Traded my Touareg in for this. 
http://usedcars.audi.co.uk/carview.aspx?id=501341115

Collect the car on Tuesday morning. Cant wait. My wife was finding the Touareg a bit too big for pottering around (school run, shopping etc.) so our plan is: Trade the Touareg in for the RS4 then sell the TT and put the cash towards a Girly Saab convertible for her to drive with the only stipulation is that its Black and an Aero


----------



## Speed Racer (May 21, 2006)

Good move on the RS4. I could never own a Saab. Build quality is depressing (almost as bad as American cars)...


----------



## p1tse (Sep 20, 2004)

jog said:


> Traded my Touareg in for this.
> http://usedcars.audi.co.uk/carview.aspx?id=501341115
> 
> Collect the car on Tuesday morning. Cant wait. My wife was finding the Touareg a bit too big for pottering around (school run, shopping etc.) so our plan is: Trade the Touareg in for the RS4 then sell the TT and put the cash towards a Girly Saab convertible for her to drive with the only stipulation is that its Black and an Aero


i want i want i want :lol: 
very good family combo, i aspire to have something similar one day


----------



## stephengreen (May 6, 2002)

Nice one. Theres an 07 plate in sprint blue driving around lincoln now. It has sooo much presence. I really would like one myself...or a porsche...or an r8...or an aerial atom...or....


----------



## tehdarkstar (Jul 24, 2006)

That's a VERY nice car, mate. I drooled all over it yesterday when I was at Walton Audi. :


----------



## KevtoTTy (Aug 24, 2004)

jog said:


> Traded my Touareg in for this.
> http://usedcars.audi.co.uk/carview.aspx?id=501341115
> 
> Collect the car on Tuesday morning. Cant wait. My wife was finding the Touareg a bit too big for pottering around (school run, shopping etc.) so our plan is: Trade the Touareg in for the RS4 then sell the TT and put the cash towards a Girly Saab convertible for her to drive with the only stipulation is that its Black and an Aero


TART!!!! :wink:


----------



## steveh (Jan 14, 2004)

Lovely car Mark. Not at all jealous. :roll:


----------



## jog (Oct 13, 2003)

KevtoTTy said:


> jog said:
> 
> 
> > Traded my Touareg in for this.
> ...


 :lol: :lol: :lol: :lol: :lol: :lol: :lol: :lol: :lol: :lol:


----------



## jog (Oct 13, 2003)

tehdarkstar said:


> That's a VERY nice car, mate. I drooled all over it yesterday when I was at Walton Audi. :


I am still dribbling


----------



## jog (Oct 13, 2003)

steveh said:


> Lovely car Mark. Not at all jealous. :roll:


Just following your lead Steve


----------



## Private Prozac (Jul 7, 2003)

51 Grand! 

What were your lucky numbers mate? :wink:


----------



## vagman (Sep 6, 2002)

Superb car in one of my favourite Audi colours. 8)

Nice one.


----------



## jampott (Sep 6, 2003)

Its a big blue bus!


----------



## digimeisTTer (Apr 27, 2004)

Heh!

Even got the colour right :wink:


----------



## jog (Oct 13, 2003)

digimeisTTer said:


> Heh!
> 
> Even got the colour right :wink:


Spooky


----------



## PhilJ (Sep 2, 2002)

Hi Jog

Awesome car. 8)

I took a test drive in this exact car a month or so back.
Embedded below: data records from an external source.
PR #2807, opened 2023-01-10
Avoid snapshotting sourceLink.localDirectory input

ilya-g:
A typical use case in a project with complex source root setup is to set `sourceLink.localDirectory` to the root of the project checkout dir and remoteUrl to the root of the project VCS url respectively.
However, since this property was marked as `InputDirectory`, in that case Gradle snapshotted hashes of all files in this entire project directory before running the Dokka task (including for example .git and .gradle directories). This could be very slow in big projects and also result in various Gradle warnings.

Now `localDirectory` is not an input property, but its relativized path is stored in another read-only input string property. Therefore, it invalidates task outputs when its value changes, but not when any content inside it.

### DIFF
--- a/integration-tests/gradle/src/integrationTest/kotlin/org/jetbrains/dokka/it/gradle/BasicCachingIntegrationTest.kt
+++ b/integration-tests/gradle/src/integrationTest/kotlin/org/jetbrains/dokka/it/gradle/BasicCachingIntegrationTest.kt
@@ -24,6 +24,25 @@ class BasicCachingIntegrationTest(override val versions: BuildVersions) : Abstra
         runAndAssertOutcome(TaskOutcome.FROM_CACHE)
     }
 
+    @Test
+    fun localDirectoryPointingToRoot() {
+        fun String.findAndReplace(oldValue: String, newValue: String): String {
+            assertTrue(oldValue in this, "Expected to replace '$oldValue'")
+            return replace(oldValue, newValue)
+        }
+        val projectKts = projectDir.resolve("build.gradle.kts")
+        val projectKtsText = projectKts.readText()
+            .findAndReplace("localDirectory.set(file(\"src/main\"))", "localDirectory.set(projectDir)")
+            .findAndReplace("integration-tests/gradle/projects/it-basic/src/main", "integration-tests/gradle/projects/it-basic")
+        projectKts.writeText(projectKtsText)
+
+        runAndAssertOutcome(TaskOutcome.SUCCESS)
+        projectDir.resolve("unrelated.txt").writeText("modified")
+        // despite projectDir is used as an input in localDirectory, changing its contents shouldn't invalidate the cache
+        runAndAssertOutcome(TaskOutcome.FROM_CACHE)
+    }
+
+
     private fun runAndAssertOutcome(expectedOutcome: TaskOutcome) {
         val result = createGradleRunner(
             "clean",
--- a/integration-tests/gradle/src/integrationTest/kotlin/org/jetbrains/dokka/it/gradle/BasicCachingIntegrationTest.kt
+++ b/integration-tests/gradle/src/integrationTest/kotlin/org/jetbrains/dokka/it/gradle/BasicCachingIntegrationTest.kt
@@ -20,8 +20,8 @@ class BasicCachingIntegrationTest(override val versions: BuildVersions) : Abstra
 
     @Test
     fun execute() {
-        runAndAssertOutcome(TaskOutcome.SUCCESS)
-        runAndAssertOutcome(TaskOutcome.FROM_CACHE)
+        runAndAssertOutcomeAndContents(TaskOutcome.SUCCESS)
+        runAndAssertOutcomeAndContents(TaskOutcome.FROM_CACHE)
     }
 
     @Test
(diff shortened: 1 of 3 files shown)


integration-tests/gradle/src/integrationTest/kotlin/org/jetbrains/dokka/it/gradle/BasicCachingIntegrationTest.kt
```diff
@@ -24,6 +24,25 @@ class BasicCachingIntegrationTest(override val versions: BuildVersions) : Abstra
...
+        val projectKts = projectDir.resolve("build.gradle.kts")
+        val projectKtsText = projectKts.readText()
+            .findAndReplace("localDirectory.set(file(\"src/main\"))", "localDirectory.set(projectDir)")
+            .findAndReplace("integration-tests/gradle/projects/it-basic/src/main", "integration-tests/gradle/projects/it-basic")
+        projectKts.writeText(projectKtsText)
+
+        runAndAssertOutcome(TaskOutcome.SUCCESS)
+        projectDir.resolve("unrelated.txt").writeText("modified")
+        // despite projectDir is used as an input in localDirectory, changing its contents shouldn't invalidate the cache
+        runAndAssertOutcome(TaskOutcome.FROM_CACHE)
```
IgnatBeresnev, line 42: Nice test!

What do you think about adding a similar test or an additional step to this test to verify that changing the value of `localDirectory` invalidates the task? 

I doubt it'll happen, but Gradle could optimize out unused `@Input` properties or change the default behaviour - I'd like it to be caught with a test

Something like that:

```kotlin
...
runAndAssertOutcome(TaskOutcome.FROM_CACHE)

projectKts.readText()
            .findAndReplace("localDirectory.set(projectDir)", "localDirectory.set(file(\"src\"))")

runAndAssertOutcome(TaskOutcome.SUCCESS)
```

IgnatBeresnev (commented):
Thanks for taking the initiative!

integration-tests/gradle/src/integrationTest/kotlin/org/jetbrains/dokka/it/gradle/BasicCachingIntegrationTest.kt
ilya-g: I thought about it, but changing `localDirectory` this way will also change source links in the resulting html, so the content assertions won't pass. And changing `remoteUrl` to compensate that will make this change useless because it would be unclear which of these two properties has invalidated the task

IgnatBeresnev: > the content assertions won't pass

Oh, I didn't know it checked for the actual values of the links, I thought it only asserted the task result... 

It doesn't look like we need to assert the output in this case though, this particular test can simply check that the cache was invalidated

WDYT about extracting the `run` part from `runAndAssertOutcome` into a separate function (without content checking), and using it for checking cache invalidation? Let it generate the wrong links as long as it **re**-generates them

IgnatBeresnev:
```kotlin
    private fun runAndAssertOutcome(expectedOutcome: TaskOutcome) {
        runTask(expectedOutcome)
        File(projectDir, "build/dokka/html").assertHtmlOutputDir()
    }

    private fun runTask(expectedOutcome: TaskOutcome) {
            "clean",
            "dokkaHtml",
            "-i",
            "-s",
            "-Dorg.gradle.caching.debug=true",
            "--build-cache"
        ).buildRelaxed()

        assertEquals(expectedOutcome, assertNotNull(result.task(":dokkaHtml")).outcome)
    }
```

and then

```kotlin
        val projectKtsWithUpdatedLocalDirectory = projectKts.readText()
            .findAndReplace("localDirectory.set(projectDir)", "localDirectory.set(file(\"src/main/kotlin\"))")
        projectKts.writeText(projectKtsWithUpdatedLocalDirectory)
        runTask(TaskOutcome.SUCCESS)
```

ilya-g: ok, I've followed this approach and split `runAndAssertOutcome` function into two.

runners/gradle-plugin/src/main/kotlin/org/jetbrains/dokka/gradle/GradleSourceLinkBuilder.kt
```diff
@@ -30,16 +31,24 @@ class GradleSourceLinkBuilder(
...
      */
-    @InputDirectory
-    @PathSensitive(PathSensitivity.RELATIVE)
+    @Internal
     val localDirectory: Property<File?> = project.objects.safeProperty()
 
+    @Suppress("unused")
+    @get:Input
+    internal val localDirectoryPath: Provider<String?> =
+        localDirectory.map { it.relativeToOrSelf(project.projectDir).invariantSeparatorsPath }
```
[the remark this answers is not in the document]
ilya-g:
```suggestion
    @Internal // changing contents of the directory should not invalidate the task
    val localDirectory: Property<File?> = project.objects.safeProperty()
    
    /**
     * The relative path to [localDirectory] from the project directory. Declared as an input to invalidate the task if that path changes.
     * Should not be used anywhere directly.
     */
    @Suppress("unused")
    @get:Input
    internal val localDirectoryPath: Provider<String?> =
        localDirectory.map { it.relativeToOrSelf(project.projectDir).invariantSeparatorsPath }
```

integration-tests/gradle/src/integrationTest/kotlin/org/jetbrains/dokka/it/gradle/BasicCachingIntegrationTest.kt
IgnatBeresnev: Thanks!

IgnatBeresnev (approved):
Thanks!

ilya-g:
Note: I assigned this PR to me because I would have liked to hit merge myself in order to correct the message of the squashed commit.

IgnatBeresnev:
> Note: I assigned this PR to me because I would have liked to hit merge myself in order to correct the message of the squashed commit.

Oh, sorry, will bear this in mind for next time :+1: Never seen assigns used in that way and we don't use the field ourselves, so it didn't trigger anything in my brain, I just assumed you assigned it to yourself automatically.

I thought about leaving the more detailed comment in the commit description, but I felt like in-code comments captured it well, if that's what you wanted to add.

Not sure whether you know, but you can retrofit bluetooth to this car, rather than intall an aftermarket kit. Details here:

http://www.tclsatnav.com/index_012.htm

Enjoy!

Cheers

Phil


----------



## jog (Oct 13, 2003)

PhilJ said:


> Hi Jog
> 
> Awesome car. 8)
> 
> ...


Picked the car up today. Spent all day driving - fantastic.

Thanks for the info on the blue tooth. How did you manage to test drive it and not buy it? Glad you didnt.


----------



## genocidalduck (May 19, 2005)

I'm missing mine already...And i havnt exchanged it yet  .

Very nice choice off Car Jog you will love it......Forever!!!!


----------



## jam (May 8, 2002)

Awesome motor mate - enjoy 8)


----------



## jog (Oct 13, 2003)

jam said:


> Awesome motor mate - enjoy 8)


Back at ya :wink:

I always said before buying the RS4 that my next car would be a Porsche. I thought about an 18 month - 2 year old Carrera S, but I wanted the back-up of warranty etc. Unfortunately, funds would not stretch to a new / nearly new, so I opted for another Audi  which seems a bit more practical too.

Your car looks fantastic - a great choice.


----------